Assistant/Associate/Full Professor, Economics and Computer Science


  • Professional
  • New Haven, CT
  • Posted 2 months ago
  • Expires on: December 31, 2022

Yale
Computer Science

As part of a new interdisciplinary initiative between Computer Science and Economics, we invite applications at the Assistant/Associate/Full Professor level for joint appointment or primary/secondary appointments in the two departments. We are particularly interested in candidates with interest in algorithms, blockchains and cryptocurrency, causal inference, game theory, learning, machine learning, market design, and networks, but all subjects at the intersection of these two scientific disciplines are invited to apply.

Future faculty members will be affiliated with the Cowles Foundation for Research in Economics and a newly created Center for Algorithms, Data, and Market Design. Appointees are expected to teach at undergraduate and graduate levels and to engage in research.

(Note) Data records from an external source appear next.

PR #1284, opened 2016-05-25
Deleted TestImportExtendedMutationData.testImportExtendedMutationDa…

ersinciftci:
…taWhitelisted2


jjgao:
I think the whitelist function is no longer used. Maybe just remove the code?

ersinciftci:
Deleted the test method.

PR #1294, opened 2016-05-26
properly check for expression commands in OQL using new parser

adamabeshouse:


pieterlukasse:
seems good to me :+1:

pieterlukasse:
I tested on /beta and it seems to work fine :+1:

Issue #1291, opened 2016-05-26
Mutation view hangs when pfam_graphics entry is not present


pieterlukasse:
From my preliminary analysis it seems that the mutation view UI will hang when a gene has a uniprot accession (in `uniprot_id_mapping` table) but this same uniprot entry does not have any entries in the `pfam_graphics` table. Screenshot:

![image](https://cloud.githubusercontent.com/assets/2900303/15578154/aab3350c-235f-11e6-817e-ab221d686f11.png)

Steps to reproduce: 

- Execute this query:
http://www.cbioportal.org/beta/index.do?tab_index=tab_visualize&cancer_study_id=brca_tcga&genetic_profile_ids_PROFILE_MUTATION_EXTENDED=brca_tcga_mutations&genetic_profile_ids_PROFILE_COPY_NUMBER_ALTERATION=brca_tcga_gistic&Z_SCORE_THRESHOLD=2.0&case_set_id=brca_tcga_cnaseq&case_ids=&gene_list=ADORA3%20CSH1%20CSH2%20&gene_set_choice=user-defined-list&Action=Submit&show_samples=false&
- go to mutations tab, select ADORA3 gene

pieterlukasse:
I think this can be fixed in `PfamSequenceServlet.java`. I will propose a fix for this.

pieterlukasse:
@onursumer : FYI - I'll try to make a fix for this one. Seen this before?

onursumer:
This may also be related to https://github.com/cBioPortal/mutation-mapper/issues/39

onursumer:
In any case we should fix the mutation mapper library. Looks like currently the execution stops if there is no PFAM data is present: https://github.com/cBioPortal/mutation-mapper/blob/rc/src/js/controller/MutationDetailsController.js#L228

pieterlukasse:
@onursumer : I agree there should be a fix in the mutation mapper library as well. I will submit a fix for the java code in `PfamSequenceServlet.java` just to make this scenario less frequent.

pieterlukasse:
@onursumer : I made a PR for the java side. Can you review and merge this if all is OK? 

I also logged a separate ticket for the UI side on your repo: https://github.com/cBioPortal/mutation-mapper/issues/41

Thanks!

PR #1296, opened 2016-05-27
fix to show a dummy domain event when there is no pfam data

pieterlukasse:
This alleviates the issue reported at #1291


onursumer:
@pieterlukasse : this looks good to merge.

PR #1308, opened 2016-06-02
Travis use docker for end-to-end tests and mysql

inodb:
Use docker on Travis, so one can spin up a selenium grid for the visual
regression tests (end-to-end tests). Docker and mysql services cannot be used
in combination on Travis, so the core tests now uses a mysql docker container,
instead of the mysql db running on the host. Maven is still downloaded and run
on the host. An attempt was made to use a maven container instead, but volume
sharing with write permissions does not work (i.e. `docker run -v` does not
give write permissions) and copying over all the data to the container is very
slow. Another problem is that the docker version on Travis is older so 
`docker network` does not work. In short:

- Use docker service on Travis
- Use mysql container
- Use 127.0.0.1 (tcp/ip) instead of localhost (sockets) (necessary for docker
  mysql container connection)
- Make end-to-end visual regression test work again (those uses docker to
  create selenium grid)
- Use oraclejdk7 instead of openjdk7 to prevent buffer overflows to appear
  during testing (https://github.com/travis-ci/travis-ci/issues/5227)

*Proposed reviewers:*
@pieterlukasse @ersinciftci @fedde-s


pieterlukasse:
hi @inodb , this looks good to me :+1: 

I only have one question regarding the mysql: you mention you moved this into a docker container. I can see the docker part is now added. But how where was the previous mysql configuration? Or is mysql a default service in travis? Or was that just line 25 in the old `travis.yml`? Just trying to understand how the setup worked before.

ersinciftci:
@inodb It looks good to me

inodb:
Thanks for reviewing so quickly @pieterlukasse @ersinciftci, much appreciated!

@pieterlukasse Travis has the mysql service enabled by default. That is how it worked before. It is a known issue that enabling docker service removes mysql: https://github.com/travis-ci/travis-ci/issues/4870.

PR #1309, opened 2016-06-03
adding python tests to travis CI

pieterlukasse:
Next to adding the python tests to the travis script, some other important changes were needed in the `travis.yml` file:
- `sudo: required` : needed for the python libraries installation step
- `jdk: oraclejdk7` : needed to circumvent an existing issue with openjdk7 (also mentioned in #1308)


.travis.yml
```diff
@@ -18,6 +18,10 @@ install:
             mkdir -p ~/maven/$MAVEN_VERSION && \
             wget -O - http://www.eu.apache.org/dist/maven/maven-3/$MAVEN_VERSION/binaries/apache-maven-$MAVEN_VERSION-bin.tar.gz | \
                 tar -C ~/maven/$MAVEN_VERSION --strip-components=1 -xzf -; }
+    - sudo apt-get update && sudo apt-get -y install python-pip
+    - sudo pip install Jinja2
+    - sudo pip install MySQL-python
+    - sudo pip install requests
```
inodb: Maybe move the dependencies to a `requirements.txt` and set version numbers explicitly: https://github.com/inodb/revmut/blob/master/requirements.txt. Then install with: `pip install -r requirements.txt`. I doubt any of these packages will have many backwards incompatible changes, but it's good to be explicit anyway.

.travis.yml
```diff
@@ -26,6 +30,11 @@ before_script:
 
 script:
     - export PORTAL_HOME=$(pwd)
+    - export PYTHONPATH=$PORTAL_HOME/core/src/main/scripts
+    - cd $PORTAL_HOME/core/src/test/scripts/
+    - $PORTAL_HOME/core/src/test/scripts/./unit_tests_validate_data.py
+    - $PORTAL_HOME/core/src/test/scripts/./system_tests_validate_data.py
+    - cd $PORTAL_HOME
```
inodb: As mentioned, this is good for now, but if it's possible to use a test runner such as nosetests w/o too many changes to the code, I think that would be cleaner. Also, a comment here would be great.

inodb:
@pieterlukasse Thanks for adding these tests to the CI. Made some minor comments

pieterlukasse:
@inodb thanks for the comments. I made the changes in a new commit. But somehow the installation of the requests package via the `requirements.txt` gives a different result than using the previous `pip` command directly....I haven't quite figured out why. Maybe you can take a look at it?

Here is a build where the `requests` package installed successfully: https://travis-ci.org/thehyve/cbioportal/builds/134762391

pieterlukasse:
@inodb : I will try once more with the apparently existing 2.2.1 requests library on the server...(so removing it from the `requirements.txt` file)

inodb:
Pretty odd. Haven't seen that before. I'm guessing smth with the version numbers being off. Maybe Travis has some default things installed for Jinja and mysql as well?

I'm not sure if it is worth spending a lot of time debugging this at this stage. Maybe better to just use whatever you had before and was working.

Another option would be to use an Anaconda environment to get around the issue of having Travis default packages installed: https://github.com/inodb/revmut/blob/master/.travis.yml#L11-L30. Worked fine for me in the past. Though I can see how using both Dockerfiles and anaconda to create some form of containerization can be confusing, so perhaps better to not venture there.

pieterlukasse:
hi @inodb : after a lot of trial and error (as you can see here) I finally nailed down the issue and found a solution. Because you had added `services: docker` now the environment changed from ubuntu 12 to 14. This also had some implications for the python environment, which caused the failures. So I had to figure out a solution anyway.  As a solution, I ended up extending PYTHONPATH with hard links to the library folders. 

Furthermore, I implemented the changes you requested (using `requirements.txt` and adding documentation).

inodb:
@pieterlukasse ooh nice find! That looks like a pain to debug. I feel like we're spending a lot of times these days fixing test config environments. We should perhaps start considering either using some cloud service where you can SSH to the test machine (circle ci) or perhaps set up a local CI system.

In any case, looks great to me! Can be merged after squashing the commits.

pieterlukasse:
@inodb : trial and error commits are now squashed. 

Setting up a local CI system could be interesting when making big changes...now that I know travis will sometimes change the system depending on other flags I will pay more attention. We could also just fix it at ubuntu 14 to avoid such surprises (I saw some documentation with `dist: trusty`, maybe this does the job).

For appointments at the starting Assistant Professor level, applicants must show promise of outstanding scholarly achievement and the Ph.D., or equivalent degree, must be completed, or its completion should be expected within the first year of appointment. Applicants for more advanced Assistant, Associate, and full Professorships must have a demonstrated record of scholarly achievement.

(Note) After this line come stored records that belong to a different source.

PR #1325, opened 2016-06-07
updated to the latest MutationMapper release v1.1.0

onursumer:
# What? Why?
This is a fix for https://github.com/cBioPortal/mutation-mapper/issues/37, https://github.com/cBioPortal/mutation-mapper/issues/43, and https://github.com/cBioPortal/mutation-mapper/issues/44

- Updates the MutationMapper library to the latest release: https://github.com/cBioPortal/mutation-mapper/releases/tag/1.1.0

# Checks
- [ ] Runs on Heroku.
  the `-s` option)
  hotfix.

# Any screenshots or GIFs?

# Notify reviewers
everybody in the core team:
@cBioPortal/core-developers


pieterlukasse:
@jjgao can we merge this one soon? I scanned the 508 related changes and these seem OK.  The other changes seem fine as well (like minor refactoring/fixes and color scheme changes).
I tested the mutations view table header qtips fix and it works fine now, except for the "Annotation" column which shows no qtip. @onursumer maybe you can fix this in a new PR? Then we could merge this one, which is already an improvement. :+1:

portal/src/main/webapp/js/lib/mutationMapper.js
```diff
@@ -1573,18 +1574,26 @@ var PileupUtil = (function()
...
+				count: groupCountMap[group],
+				priority: mutationTypeMap[group].priority});
 		});
 
 		groupArray.sort(function(a, b) {
-			// descending sort
-			return b.count - a.count;
+			if (b.count === a.count) {
+				// tie condition: use mutation type priority
+				return b.priority - a.priority;
```
pieterlukasse: perhaps double check: is `.priority` *always* set?

onursumer:
@pieterlukasse Annotation column was actually _plugged in_ by the portal code base, it is not a part of the MutationMapper library. The initial decision was to have no tool tip for this column.

@zhx828 can you suggest a basic description for the annotation column tool tip?

zhx828:
@pieterlukasse We intended to do that without tooltip in the annotation column. But that was back when we only have very few annotation sources. @jjgao maybe it's time to have a tooltip now? We may have mycancergenome, hotspot, OncoKB, MolecularMatch and Civic in the future, and all will be squeezed into annotation column.

portal/src/main/webapp/js/lib/mutationMapper.js
onursumer: We are setting the priority a few lines above: https://github.com/cBioPortal/cbioportal/pull/1325/files#diff-e64faf74f1b5d548c7cb04ee4bd3aaa2R1585

And the source of this priority is a static map: https://github.com/cBioPortal/mutation-mapper/blob/master/src/js/util/MutationViewsUtil.js#L43

Currently, I don't see a case where the priority can be undefined. But it is always possible that sometime in the future a new entry without a priority value into this static map can break the code :)

portal/src/main/webapp/js/lib/mutationMapper.js
```diff
@@ -1559,12 +1560,12 @@ var PileupUtil = (function()
```
pieterlukasse: you forgot to update the comment 2 lines above

portal/src/main/webapp/js/lib/mutationMapper.js
pieterlukasse: Ok, seems correct :+1:

portal/src/main/webapp/js/lib/mutationMapper.js
onursumer: good catch!

PR #1327, opened 2016-06-07
Rearchitecture Spring 2 - Replace calls to DAOMutation with MutationRepository

ersinciftci:


n1zea144:
A few random comments

- As previously discussed, In Sprint 3 we should move remaining mutations related calls in ApiService.java (like getMutationCounts*) into MutationService.
- When do we want to delete the deprecated methods in DaoMutation?

core/src/main/java/org/mskcc/cbio/portal/dao/GeneticAlterationUtil.java
```diff
@@ -47,9 +51,19 @@
...
  * @author Ethan Cerami.
  */
+@Component
 public class GeneticAlterationUtil {
     private static final String NAN = "NaN";
 
+    private static MutationRepository mutationRepository;
+    private static MutationModelConverter mutationModelConverter;
+
+    @Autowired
```
n1zea144: How will this work when classes not managed by Spring rely on this class (like GetAlterationDataJSON, GetProfileDataJSON, GetGeneticProfileJSON, GetProfileData)?

sheridancbio:
These are comments copied over for posterity from related PR #1274 :

I've read through these changes. Comments:

I'm a little confused about the changes to GeneticAlterationUtil. The class is now annotated @Component which (to my limited spring knowledge) causes the implicit creation of a spring Bean which can then be used for application configuration. Inside the class is an Autowired annotated constructor. I am guessing this is how to give arguments to help with Bean instance construction. But the constructor sets two static properties which are used in member functions. Wouldn't this mean that each time the Bean is instantiated that it is possible these static members would be changing? Perhaps we know that this bean is only ever instantiated once? Something seems strange with this construction -- do we need a safety to only initialize the static members if they are uninitialized? (null)

MutationModelConverter class is very clear. I do wonder why this class is an @component? What circumstances do we imagine wanting to configure in a different Converter implementation? Maybe during testing? Otherwise, couldn't this just be a plain class which is instantiated normally? 

SpringBeanAutowiringSupport.processInjectionBasedOnServletContext used in MutationsJSON, NetworkServlet,... is a capability I did not know about ... glad to learn this. I guess this is how to get spring to resolve Autowired members in classes which are not spring annotated such as @Controller or @Service  (such as in "non-spring" servlet classes)

Replacements of functionality in other classes follows a consistent approach, using the converter as needed.

Adding an application-context for core is necessary for Autowiring the @Components? Is this needed in conjunction with the processInjectionBasedOnServletContext() calls? I guess the component-scan finds the @Components, and the AutowiringSupport wires them using the beans created from the component-scan? (I'm still digesting spring, obviously)

A Sample has a SampleType member now (an Enum rather than a String) : This is better for detecting and characterizing errors sooner.

The multi-mode call getMutations(4 args) has been renamed getMutationsDetailed(4 args) in MutationsRepository. Other calls have been added to support the other Dao functionality needed.

Count classes added to transfer summary objects from the repository / DBMS.

Tests added with .sql support/util scripts. I'm not familiar with hsqldb .. I guess we are using memory-tables for testing. Some older tests are adjusted. Repositories are updated with mybatis support for functionality of new clients. MutationMapper.xml is getting fairly long.

Looks good

core/src/main/java/org/mskcc/cbio/portal/dao/GeneticAlterationUtil.java
ersinciftci: Spring will autowire the static fields during the application startup, so the relying classes don't have to be managed by Spring.

ersinciftci:
@n1zea144 
1- getMutationsCounts is newly introduced, so yeah we will move it into MutationService.
2- After this change is tested, I think. We can do it in Sprint 3.
@sheridancbio 
1- GeneticAlterationUtil is never instantiated in the code because all the methods are static.
2- Because we shouldn't create any class with new keyword except value objects, we should leave the creation of classes to the dependency injection framework, which is Spring core in this case. From wikipedia: "Dependency injection can be applied as a discipline, one that asks that all objects separate construction and behavior. Relying on a DI framework to perform construction can lead to forbidding the use of the new keyword, or, less strictly, only allow direct construction of value objects."
3- It's special to classes extending from HttpServlet.
4- Only for autowiring the @Components. Not needed for processInjectionBasedOnServletContext().

PR #1328, opened 2016-06-07
Fixed bug with importing fusion data correctly.

angelicaochoa:
GeneticProfileReader was not returning the genetic profile meta data loaded from the meta_fusions file. Instead it overwrote the fusions genetic profile with the existing MAF genetic profile, thus overwriting the datatype from 'FUSION' to 'MAF' and causing ImportProfileData to run ImportExtendedMutationData instead of ImportFusionData.


angelicaochoa:
@n1zea144  can you review/merge my fusion import fix?

fedde-s:
Really, ‘datatype’ (the type of file to be parsed) should just not be part of the genetic profile object, as it pertains to the file and how to parse it, and not so much to the actual profile represented by the data. Might it be better to just overwrite the datatype field, and leave all other attributes of the genetic profile object true to the one with this id that will actually be loaded in the database?

PR #2221, opened 2017-03-16
Validator: Scientific notation and NA values

sandertan:
# What? Why?
Add some possible scenarios that should not error. When recreating staging files for the CCLE study, I noticed some values are causing errors in the validator. The importer does not complain about them. As far as I noticed, these values do not break anything.

The first fix is for when a chromosomal location is written in scientific notation, such as `115,000,000` written as `1.15e+08` in the CNA segmented data:

screen shot 2017-03-16 at 10 32 44

The second fix affects a couple of optional columns in the mutations data, after running Maf2Maf:

screen shot 2017-03-16 at 10 32 55

### DIFF
--- a/core/src/main/scripts/importer/validateData.py
+++ b/core/src/main/scripts/importer/validateData.py
@@ -1155,34 +1155,34 @@ class MutationsExtendedValidator(Validator):
     
     def checkVerificationStatus(self, value):
         # if value is not blank, then it should be one of these:
-        if self.checkNotBlank(value) and value.lower() not in ('verified', 'unknown'):
+        if self.checkNotBlank(value) and value.lower() not in ('verified', 'unknown', 'na'):
             return False
         return True
     
     def checkValidationStatus(self, value):
         # if value is not blank, then it should be one of these:
         if self.checkNotBlank(value) and value.lower() not in ('untested', 'inconclusive',
-                                 'valid', 'invalid'):
+                                 'valid', 'invalid', 'na'):
             return False
         return True
     
     def check_t_alt_count(self, value):
-        if not self.checkInt(value) and value != '':
+        if not self.checkInt(value) and value not in ('', '.'):
             return False
         return True
     
     def check_t_ref_count(self, value):
-        if not self.checkInt(value) and value != '':
+        if not self.checkInt(value) and value not in ('', '.'):
             return False
         return True
     
     def check_n_alt_count(self, value):
-        if not self.checkInt(value) and value != '':
+        if not self.checkInt(value) and value not in ('', '.'):
             return False
         return True
 
     def check_n_ref_count(self, value):
-        if not self.checkInt(value) and value != '':
+        if not self.checkInt(value) and value not in ('', '.'):
             return False
         return True
 
@@ -1912,6 +1912,12 @@ class SegValidator(Validator):
                                'cause': value})
             elif col_name in ('loc.start', 'loc.end'):
                 try:
+                    # convert possible scientific notation to python scientific notation
+                    if "e+" in value:
+                        value = float(value.replace("e+", "e"))
+                        if not value.is_integer():
+                            # raise value error 'Genomic position is not an integer'
+                            raise ValueError()
                     parsed_coords[col_name] = int(value)
                 except ValueError:
                     self.logger.error(


fedde-s:
@sandertan, did you test if the importer does indeed

- [ ] insert the same value into the database when the `[nt]_(alt|ref)_count` columns of mutation data files contain a `.` as when they are blank,
- [ ] insert the same value when the columns`Validation_Status` and `Verification_Status` contain the string `NA` as when they are blank
- [ ] insert the expected integer value when  a scientific-notation floating point string with a `+` sign occurs as a genomic start or end coordinate in segment-wise CNA data files, and
- [ ] do the same for genomic coordinates in GISTIC_GENES data files?

Especially for the mutation data, I don't think we can make too many assumptions on whether servlets, API logic and front-end code will post-harmonise these values for us if we load invalid values into the database.

fedde-s:
If these values are not treated identically but they definitely should in all cases be equivalent, we should add the same logic to the importer code before merging this.

sandertan:
Thanks Fedde, I'll test it.

core/src/main/scripts/importer/validateData.py
```diff
@@ -1895,6 +1895,9 @@ def checkLine(self, data):
                                'column_number': col_index + 1,
                                'cause': value})
             elif col_name in ('loc.start', 'loc.end'):
+                # convert possible scientific notation to python scientific notation
+                if "e+" in value:
+                    value = float(value.replace("e+", "e"))
                 try:
                     parsed_coords[col_name] = int(value)
                 except ValueError:
```
fedde-s: Another issue here: please log the appropriate message about the validity of the data file format if this field is not a floating-point number instead of letting the validation script crash with an exception, and also log a message if the floating-point number that does not make sense as a genomic coordinate.

core/src/main/scripts/importer/validateData.py
```diff
@@ -2435,6 +2438,9 @@ def parse_genomic_coord(self, value, column_number):
         Return the parsed value if valid, None otherwise.
         """
         parsed_value = None
+        # convert possible scientific notation to python scientific notation
+        if "e+" in value:
+            value = float(value.replace("e+", "e"))
         try:
             parsed_value = int(value)
         except ValueError:
```
fedde-s: The same issue as in segment-wise CNA data files here: please log the appropriate message about the validity of the data file format if this field is not a floating-point number instead of letting the validation script crash with an exception, and also log a message if the floating-point number that does not make sense as a genomic coordinate.

sandertan:
As @fedde-s suggested, I tested with importing with different values in the `[nt]_(alt|ref)_count` columns. The importer writes `-1` when they are blank or `.`, so this validator change is okay.

When `Validation_Status` and `Verification_Status` are blank or `NA`, the importer writes `NA` to database. 

screen shot 2017-03-16 at 14 09 46

I also tested the segment-wise CNA data files, the database seems to import `1.15e+08` correctly as `115,000,000`. 

screen shot 2017-03-16 at 12 06 26

I don't have test data for GISTIC peaks, so I removed this change from the commit.

core/src/main/scripts/importer/validateData.py
```diff
@@ -1896,6 +1896,11 @@ def checkLine(self, data):
                                'cause': value})
             elif col_name in ('loc.start', 'loc.end'):
                 try:
+                    # convert possible scientific notation to python scientific notation
+                    if "e+" in value:
+                        value = float(value.replace("e+", "e"))
+                        if int(value) == value:
+                            pass
```
fedde-s: This conditional does not seem to do anything in either case. Could be useful raise a ValueError or log something if [value.is_integer()](https://docs.python.org/2/library/stdtypes.html#float.is_integer) returns false?

sandertan: Done

sandertan:
Before merging, I see if I can add '---' as empty value for `Verification_Status`, which is causing an error in the skcm_tcga study, reported in https://github.com/cBioPortal/datahub/issues/4

sandertan:
Addition to this PR:

In `skcm_tcga` the `Validation_Status` contains the value `---` 2677 times. The importer imports this as `---`:

screen shot 2017-04-04 at 13 20 02


This screenshot shows the frontend does not have troubles with this value:

screen shot 2017-04-04 at 13 21 18


[Link](http://www.cbioportal.org/index.do?cancer_study_list=skcm_tcga&cancer_study_id=skcm_tcga&genetic_profile_ids_PROFILE_MUTATION_EXTENDED=skcm_tcga_mutations&Z_SCORE_THRESHOLD=2.0&RPPA_SCORE_THRESHOLD=2.0&data_priority=0&case_set_id=skcm_tcga_sequenced&case_ids=&patient_case_select=sample&gene_set_choice=user-defined-list&gene_list=CACNA1D&clinical_param_selection=null&tab_index=tab_visualize&Action=Submit&show_samples=false&) to the public portal for this study - gene - samples (sort by AA change to get samples with `Validations Status ---` on top).

So I added `---` as valid value for `Validation_Status`. However, this value is not desribed by cBioPortal [FileFormat](https://github.com/cBioPortal/cbioportal/blob/master/docs/File-Formats.md) (`--` sort of is). In addition, this is not a valid value according to the [NCI MAF specification](https://wiki.nci.nih.gov/display/TCGA/Mutation+Annotation+Format+%28MAF%29+Specification). Last, I'm not sure how this value got in this datafile and therefor it might be better to rerun maf2maf to regenerate this file..

fedde-s:
I did  not review the latest addition to this pull request. @pieterlukasse, do you have time for that?

pieterlukasse:
The changes proposed here look fine to me. Only one concern regarding the `---` value being added to the DB: I would like to avoid that. Can this be converted to `NA` by the loader? Is `---` the same as `NA`? I would propose we store both as `NA` in the DB in this case.
@zheins @n1zea144 Can you check if it would be correct to interpret `Validation_Status=---` as being `Validation_Status=NA`?

n1zea144:
@pieterlukasse The importing code in the cBioPortal looks at validation status to filter out events ([MutationFilter](https://github.com/cBioPortal/cbioportal/blob/master/core/src/main/java/org/mskcc/cbio/portal/scripts/MutationFilter.java#L128)). It will filter out events if the validation status is "Redacted".  This was a convention worked among some groups at MSK, it is not a convention that came out of TCGA.  According to the TCGA MAF Spec the following values are permitted:

- Untested
- Inconclusive
- Valid
- Invalid

If you see a '---' as a validation status, it was probably a bug in the firehose output.  I would update the MAF and replace the values with NA.

sandertan:
@n1zea144 Thanks for the comment. 

I've removed the commit that would allow `---` and removed these values from the Validation_Status column in the MAF file of `skcm_tcga` in https://github.com/cBioPortal/datahub/pull/39 .

PR #2246, opened 2017-03-24
Update the URL for documentation links

oplantalech:
The URL for the documentation links is outdated. This PR solves that issue.


fedde-s:
@jjgao, this is a fix for a long-standing issue in the default properties file, breaking the ‘FAQ’, ‘About Us’ and ‘News’ pages for instances based on the example properties file. The default for instances that don't was previously fixed in 211ad5c8f6493dae87acf4715c0ecc09b0068b80. Would this be good for release in v1.5.0?

PR #2249, opened 2017-03-24
Add util to place link with icon

zhx828:


zhx828:
# What? Why?
OncoKB starts to support TCGA variant type terms. In order to keep the consistency with OncoPrint, remove consequence mapping in OncoKBConnector.js;
Add link in variant description

# Notify reviewers
@onursumer @jjgao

Please electronically submit a letter of interest, CV, job market paper, and, for non-tenured candidates, 3 confidential letters of recommendation to http://apply.interfolio.com/115066 before November 15, 2022.

A review of all applications will begin December 1, 2022, with an anticipated start date of July 1, 2023. If you have specific questions about the position for which you are applying, please contact Nicole Whitcher (nicole.whitcher@yale.edu).

Yale University is an Affirmative Action/Equal Opportunity employer. Yale values diversity among its students, staff, and faculty and strongly welcomes applications from women, persons with disabilities, protected veterans, and underrepresented minorities.